A key technology that has become strongly associated with DevOps is containers, or at least the Docker model of containers, whereby code is deployed into separate sandboxed execution environments, each with its own resource limits. By decomposing applications into discrete components, these can be deployed and maintained separately, and scaled up separately as conditions demand. This approach is referred to as microservices.  

Network connectivity

However, a major factor in the success of a microservices architecture is how all the components can communicate with each other, and with shared resources such as databases or storage services. As the DevOps approach can mean that containers and their workloads are continually being spun up and at some point later retired, it can present a big challenge to ensure that each has the network connectivity that it requires.

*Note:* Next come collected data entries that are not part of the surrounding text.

Issue #158, opened 2021-09-28
Multiple key ids for a key.PublicKey


asraa:
Brought up in review of https://github.com/theupdateframework/go-tuf/pull/148#discussion_r717159404

go-tuf holds a list of KEY IDs for a given key, but in practice, this only returns a single string. The python implementation also includes only one key id generated by https://github.com/secure-systems-lab/securesystemslib/blob/9b3ea003ab93ab6909d1327dfb2ab7af0309e7cc/securesystemslib/keys.py#L563

Was there a reason for this? If not, I can handle cleaning this up after #148

@hosseinsia

asraa:
From @trishankatdatadog 

> Yeah, this could be related to the old key_hashing_algorithms kerfuffle (TLDR: we allowed using SHA2-256 and/or SHA2-512 to compute different, collision-resistant keyids for the same key).

znewman01:
@asraa to reroute

rdimitrov:
Closing since the code base changed and so it is no longer valid. 

Thanks for raising this! 👍

PR #181, opened 2021-11-30
wip initial draft for fulcio key tap

asraa:

The test main script produces a root like 
```
{
  "signatures": [
    {
      "cert": "2d2d2d2d2d424547494e2043455254494649434154452d2d2d2d2d0a4d4949436f44434341696167417749424167495541507435784e74316d2b686b324f3146396d362f5772495a6f4e4577436759494b6f5a497a6a304541774d770a4b6a45564d424d474131554543684d4d63326c6e63335276636d55755a4756324d52457744775944565151444577687a6157647a644739795a544165467730790a4d5445784d7a41794d544d794d7a6c61467730794d5445784d7a41794d5455794d7a68614d4141775754415442676371686b6a4f5051494242676771686b6a4f0a50514d4242774e434141516c532b53323263326e30356937614b443178632b474732464244794751766b44573771744b737174414b47683434492f6b48397a640a63394f786737446a444c4367745162775a5269416c43646e2b69664c3357776e6f344942556a43434155347744675944565230504151482f42415144416765410a4d424d47413155644a51514d4d416f47434373474151554642774d444d41774741315564457745422f7751434d414177485159445652304f424259454647746d0a41787a66373469516a77454d4d5756464e675949425944634d42384741315564497751594d426141464d6a46485142426d6951704d6c456b367732755375314b0a427450734d49474e426767724267454642516342415153426744422b4d4877474343734741515546427a4143686e426f644852774f69387663484a70646d46300a5a574e684c574e76626e526c626e51744e6a417a5a6d55335a5463744d4441774d4330794d6a49334c574a6d4e7a55745a6a526d4e5755344d4751794f5455300a4c6e4e3062334a685a3255755a3239765a32786c595842706379356a623230765932457a4e6d45785a546b324d6a5179596a6c6d593249784e445976593245750a59334a304d42344741315564455145422f7751554d424b424547467a636d466851476476623264735a53356a623230774b51594b4b77594242414744767a41420a415151626148523063484d364c79396859324e76645735306379356e6232396e62475575593239744d416f4743437147534d343942414d44413267414d4755430a4d457362334f72726963383369367147664e546a313346334f6756506268397a51746a58733171674f467158586b6845596c4d307065672b6156692f304c73380a59774978414f3456625259344471504666456251517a4d2b7a634462345874554c4a4d4548413067597539326666384565374d4932344b5931427a537a7867410a434664396e673d3d0a2d2d2d2d2d454e442043455254494649434154452d2d2d2d2d0a",
      "keyid": "e47b8d2a2b634135d827af23abe80312caf36ddfbee96f5da18839858065a68f",
      "sig": "3046022100a7394397f720f3400666fbd96a077a6fa83bf4ff90ca687f779223331b25fd020221009e32119365cbd736818647d5482da9a0b4debbf0d767fdda15be83fdd3a7dbc0"
    }
  ],
  "signed": {
    "_type": "root",
    "consistent_snapshot": false,
    "expires": "2021-12-01T21:32:36Z",
    "keys": {
      "e47b8d2a2b634135d827af23abe80312caf36ddfbee96f5da18839858065a68f": {
        "keyid_hash_algorithms": [
          "sha256",
          "sha512"
        ],
        "keytype": "sigstore-oidc",
        "keyval": {
          "identity": "asraa@google.com",
          "issuer": "https://accounts.google.com"
        },
        "scheme": "https://fulcio.sigstore.dev"
      }
    },
    "roles": {
      "root": {
        "keyids": [
          "e47b8d2a2b634135d827af23abe80312caf36ddfbee96f5da18839858065a68f"
        ],
        "threshold": 1
      },
      "snapshot": {
        "keyids": [
          "e47b8d2a2b634135d827af23abe80312caf36ddfbee96f5da18839858065a68f"
        ],
        "threshold": 1
      },
      "targets": {
        "keyids": [
          "e47b8d2a2b634135d827af23abe80312caf36ddfbee96f5da18839858065a68f"
        ],
        "threshold": 1
      },
      "timestamp": {
        "keyids": [
          "e47b8d2a2b634135d827af23abe80312caf36ddfbee96f5da18839858065a68f"
        ],
        "threshold": 1
      }
    },
    "spec_version": "1.0",
    "version": 1
  }
}

```

I haven't implemented verifiation yet! Ahh! tomorrow.


asraa:
Some comments. WDYT?
* I know the spec says this should be PEM encoded, but the JSON marshalling in go really doesn't like newlines in the strings. Any suggestions? Escaping? Is that gross? I had some troubles regarding that. So I HexBytes'd for now.
* Right now when you generate a Fulcio key you can specify the identity and issuer, or, if empty, you will run through an oauth flow to automatically pick it up. I felt that was best for managing adding other Fulcio identities besides your own.
* Every time you sign you have to regenerate the key and get a new cert through the device flow. I could probably store state of the issued cert in case that's preferred, but i think keys should truly be one-time use.

trishankatdatadog:
I think @mnm678 and @joshuagl would definitely be the best reviewers for this PR 🙂

pkg/keys/fulcio.go
```diff
@@ -0,0 +1,280 @@
...
+	fulcioClient "github.com/sigstore/fulcio/pkg/client"
+
+	"github.com/go-openapi/strfmt"
+	"github.com/sigstore/fulcio/pkg/generated/client/operations"
+	"github.com/sigstore/fulcio/pkg/generated/models"
+	"github.com/sigstore/sigstore/pkg/oauthflow"
+	"github.com/theupdateframework/go-tuf/data"
+)
+
+func init() {
```
naveensrinivasan, line 28: Init methods are hard to test https://peter.bourgon.org/blog/2017/06/09/theory-of-modern-go.html

asraa: I think that this is OK. This init function is registering this particular key type in to the registered key map that go-tuf can understand. Unit tests for these individual key types exist independently. 

The alternative in that post is to define them in a main function -- that could be the case, but people also use go-tuf as a library.

pkg/keys/ed25519.go
```diff
@@ -83,8 +83,20 @@ func GenerateEd25519Key() (*ed25519Signer, error) {
...
-func (e *ed25519Signer) SignMessage(message []byte) ([]byte, error) {
-	return e.Sign(rand.Reader, message, crypto.Hash(0))
+func (e *ed25519Signer) SignMessage(message []byte) ([]data.Signature, error) {
+	sig, err := e.Sign(rand.Reader, message, crypto.Hash(0))
+	if err != nil {
+		return nil, err
+	}
+	ids := e.PublicData().IDs()
+	sigs := make([]data.Signature, 0, len(ids))
+	for _, id := range ids {
```
mnm678, line 93: Do all of these ids have the same signature? Or should `sig` be calculated in this loop?

pkg/keys/fulcio.go
```diff
@@ -0,0 +1,280 @@
...
+	Issuer   string `json:"issuer"`
+	key      *data.PublicKey
+}
+
+func (e *fulcioVerifier) Public() string {
+	return fmt.Sprintf("%s:%s", e.Issuer, e.Identity)
+}
+
+func (e *fulcioVerifier) Verify(msg, sig []byte) error {
+	// Check signature verification by extracting public key out of x509 cert
```
mnm678, line 52: As I'm sure you know, this needs to be implemented :)

cmd/tuf/gen_key.go
```diff
@@ -21,6 +21,8 @@ with the addition of the key's ID to the role's list of key IDs.
 Alternatively, passphrases can be set via environment variables in the
 form of TUF_{{ROLE}}_PASSPHRASE
 
+If Fulcio is true, this generates a Fulcio OIDC issued key with the current user's ID.
```
mnm678, line 24: Does this need a code change here? Or is this just from the call to GenKey?

mnm678:
> Some comments. WDYT?
Thanks for working on this @asraa!
> 
>     * I know the spec says the cert should be PEM encoded, but the JSON marshalling in go really doesn't like newlines in the strings. Any suggestions? Escaping? Is that gross? I had some troubles regarding that. So I HexBytes'd for now.

I'll take a closer look to see if we can make the PEM work, but if not (or if it seems like a bad idea), we can go back and update the TAP.
> 
>     * Right now when you generate a Fulcio key you can specify the identity and issuer, or, if empty, you will run through an oauth flow to automatically pick it up. I felt that was best for managing adding other Fulcio identities besides your own.

Seems reasonable
> 
>     * Every time you sign you have to regenerate the key and get a new cert through the device flow. I could probably store state of the issued cert in case that's preferred, but i think keys should truly be one-time use.

The only case I know of where a developer would want to sign multiple targets metadata files at once would be with hashed bin delegations. Those require a fair amount of setup already, so it might be reasonable to just recommend an online key in that case. @trishankatdatadog might have a better sense of what this would look like in practice.
> 
>     * The key data associated with a Fulcio key is truly just the identity and issuer. No real "private" key value.
> 
>     * It is the case that my identity provided through GitHub and through Google are distinct, right? (Distinct issuers)

Yes, this falls under "trusting the delegator to know who they are delegating to". If the delegator was malicious they could do a lot worse than delegating to both your GitHub and your Google identities (like delegating to themself).

pkg/keys/ed25519.go
asraa: Yep, all the same. These are the IDs of the key, e.g. maybe computed by two hashes. We should get rid of this though. https://github.com/theupdateframework/go-tuf/issues/158

pkg/keys/fulcio.go
asraa: Added initial verification! Here's the missing pieces....
* Uploading and then verifying a rekor entry. 
* Verifying the cert chain to the Fulcio Root CA. Is this part pinned by the key scheme pointing to the fulcio "https://fulcio.sigstore.dev" effectively? Fulcio doesn't actually serve it's root certificate (https://github.com/sigstore/fulcio/blob/main/openapi.yaml), in cosign we rely on the TUF root. What do you think? I do think fulcio should serve it, but not sure if that's a risk.

asraa: That kind of brings the question of, how do we "trust" rekor, or the timestamping service that will attest that the sig was created when the cert was valid? should that be pinned as well in root.json?

Should we also avoid the network call to the timestamping service by adding in a signed timestamp (by the trusted service) similar to how cosign does it?

trishankatdatadog:
Could we please mark this PR as draft if it's not yet ready for review? 🙂

asraa:
> Could we please mark this PR as draft if it's not yet ready for review? slightly_smiling_face

Sure! On that note, @mnm678 do you think this should be in a separate branch entirely on go-tuf? I'm not sure it makes sense to pull in the sigstore deps on main.

trishankatdatadog:
> Sure! On that note, @mnm678 do you think this should be in a separate branch entirely on go-tuf? I'm not sure it makes sense to pull in the sigstore deps on main.

Thanks! Does Golang offer conditional compilation? Agree not everyone may want Fulcio deps/support out of the box.

asraa:
> Thanks! Does Golang offer conditional compilation? Agree not everyone may want Fulcio deps/support out of the box.

We could use a tag? like `go build -tags=sigstore ./cmd/tuf` that would only compile and add sigstore keys if the tag is used

mnm678:
> We could use a tag? like `go build -tags=sigstore ./cmd/tuf` that would only compile and add sigstore keys if the tag is used

I like this idea, it should be easier to maintain than a branch/fork, but allows people to avoid the sigstore dependency when they don't need it.

rdimitrov:
Closing this as it's no longer relevant to the code base 👍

In a container deployment, the containers could be hosted on clusters of physical servers, or on virtual machine (VM) instances running on those clusters of servers. The hosts all have their own network connection and need to map this to each container they are hosting. This means allocating IP addresses and applying security policies to lock down myriad container instances.

When Docker developed its container platform, it came up with four modes of network support: Bridge mode, Host mode, Container mode and no networking. The first is the default and creates a virtual network linking all containers on the host and its external network port. Host mode links a container into the host’s network stack, so that all network interfaces on the host will be accessible to the container. Container mode reuses the network namespace of an existing container, while no networking gives each container its own network stack but does not configure any interfaces, allowing users to set up their own custom configuration.

Already, the virtual Ethernet bridge that Docker implements to interconnect containers means we are dealing with a simple kind of software-defined networking (SDN). This support is fine if you are running standalone workloads or all your containers run on just a single host, but for workloads operating at any kind of scale, your application is likely to require containers running on clusters of servers, many of which will need to communicate with containers running on another host.  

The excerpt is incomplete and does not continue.